Читать книгу De vlegeljaren van Pietje Bell - Christiaan van Abkoude - Страница 5
ОглавлениеTweede Hoofdstuk.
De Korfbalclub „De Vroolijke Bende.”
Dien avond begaf Pietje zich naar de Vergadering van de Rotterdamsche Korfbalclub: De Vroolijke Bende, op het bovenzaaltje van café De Kroon.
Alle leden zaten rondom een lange tafel, de voorzitter, Jacob Mantel, aan het boveneind, geflankeerd door Marie van Zanten, secretaresse en Moeder over de club, en Harry de Graaf, penningmeester, en veelbelovend boekhouder.
„Dames en heeren,” sprak de voorzitter, „de tweede vergadering van de korfbalclub „De Vroolijke Bende” verklaar ik geopend, na u allen een hartelijk welkom te hebben toegezwaaid. Het woord is aan onze secretaresse, die de notulen van de vorige vergadering zal voorlezen.”
„Ik heb het schrijven daarvan aan den 2en Secretaris overgedragen,” beweerde Marie lachend.
„Alzoo onze vriend Pietje Bell, tweede secretaris, heeft het woord.”
Pietje stond op, nam het notulenboek ter hand en las:
Eerste Vergadering.
Op aanhoudend aandringen van den Minister van Oorlog en nog meer leuke lui is heden opgericht De Vroolijke Bende, zich ten doel stellende het maken van de meest mogelijke pret en …
Hier tikte de voorzitter met den hamer.
„Zou het niet beter zijn, deze zinsnede te vervangen door: zich ten doel stellende het beoefenen van het edele korfbalspel op de aangenaamste manier?” vroeg hij.
„Dat is precies hetzelfde,” zei Pietje en vervolgde:
… het maken van de meest mogelijke pret en het mikken van een bal in een mandje zonder bodem.
Aangezien door alle aanwezigen het oprichten van een dergelijke Bende zeer noodzakelijk werd geacht, werd vervolgens overgegaan tot de viering van den verjaardag van een der aanwezigen, wat hem een rondje kostte.

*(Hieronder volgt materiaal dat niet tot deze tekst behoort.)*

PR #564, opened 2018-03-22
Use xdg-open rather than using firefox explicitely

johanvdw:
xdg-open will use the users prefered browser

# Overview

# Related Issue / Discussion

# Additional Information

# Contributions and Licensing


johanvdw:
Note this patch was pas part of the debian package for a while

kalxas:
Thanks @johanvdw

Issue #561, opened 2018-03-06
Harvest fails with Python 3


juozasg:
# Description
Trying to harvest from remote CSW using a POST call fails with error:  `<ows:ExceptionText>Harvest failed: record parsing failed: 'bytes' object has no attribute 'tag'</ows:ExceptionText>`

This is probably because `util.http_request` returns a `bytes` object. But `metadata._parse_metadata` checks only for `str` type.

# Environment
- operating system: OS X (Homebrew)
- Python version: 3.6.4
- pycsw version: 2.0.3
- source/distribution
  - [x] PyPI
- web server
  - [x] other (please specify): python3 pycsw/wsgi.py 

# Steps to Reproduce
curl -X POST --data-binary @sync-POST.xml 'http://127.0.0.1:8000'

```
<?xml version="1.0" encoding="UTF-8"?>
<csw:Harvest xmlns:csw="http://www.opengis.net/cat/csw/2.0.2" xmlns:gmd="http://www.isotc211.org/2005/gmd" service="CSW" version="2.0.2">
  <csw:Source>https://rda.ucar.edu/geoportal/csw/discovery?Request=GetCapabilities&amp;Service=CSW&amp;Version=2.0.2</csw:Source>
  <csw:ResourceType>http://www.isotc211.org/schemas/2005/gmd/</csw:ResourceType>
</csw:Harvest>
```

Mejuffrouw Alida Specht kon niet inzien, wat voor nut erin stak om een bal in een bodemlooze mand te werpen, aangezien deze er toch weer uitviel, maar de Voorzitter verklaarde haar, dat dit juist de grap van het spel was.
Na aldus het nut van het spel verklaard te hebben, deelde de voorzitter mede, dat de club tweemalen per jaar een voorstelling zou geven ten bate van de kas en om er de rekeningen van de voorgaande soirée mee te betalen.
Het Reglement van de club werd daarna vastgesteld en alle aanwezigen namen zich voor, er zich niet aan te storen.
De kosten van de vergaderingen, zaalhuur en verteringen zullen betaald worden van de opbrengst der eerstvolgende soirée, en de eigenaar van café De Kroon nam met groote vreugde dit voorstel aan. Op dezelfde wijze zal getracht worden, de overige onkosten der club te bestrijden.
Ten slotte werd de vereeniging de naam gegeven van De Vroolijke Bende, hetgeen met algemeene toejuichingen gepaard ging en waarbij drie glazen en twee kopjes het leven lieten.
„Heeft iemand iets aan te merken of af te keuren in deze notulen?” vroeg de voorzitter. „Niemand? Dan zullen we ze hierbij goedkeuren en onderteekenen.”
Met sierlijke krullen zette Harry zijn naam eronder en vervolgde dan:
„Nummer twee van de agenda: Verslag over het afgeloopen kwartaal.”
Weer stond Pietje op, nam een ander boek en las:
Het is lang geen gemakkelijke taak, precies te vertellen, wat er in het eerste speelseizoen van De Vroolijke Bende is gebeurd, want er is zelden op de wereld zulk een rumoerige, veelzinnige, weerbarstige en uitgelaten troep bij elkaar geweest. De eerste oefening werd gehouden op het Exercitieterrein, waar het veertien dagen aanhoudend geregend had. Het speelveld was in een voorwereldlijke poel herschapen en derhalve uitnemend voor korfbal geschikt. Toen de club huiswaarts keerde, zagen de leden eruit als polderjongens. Men was het er echter algemeen over eens, dat het geen „droge boel” was. De kas bevond zich in een voorbeeldigen toestand, er was geregeld een tekort, aangezien de uitgaven grooter waren dan de inkomsten.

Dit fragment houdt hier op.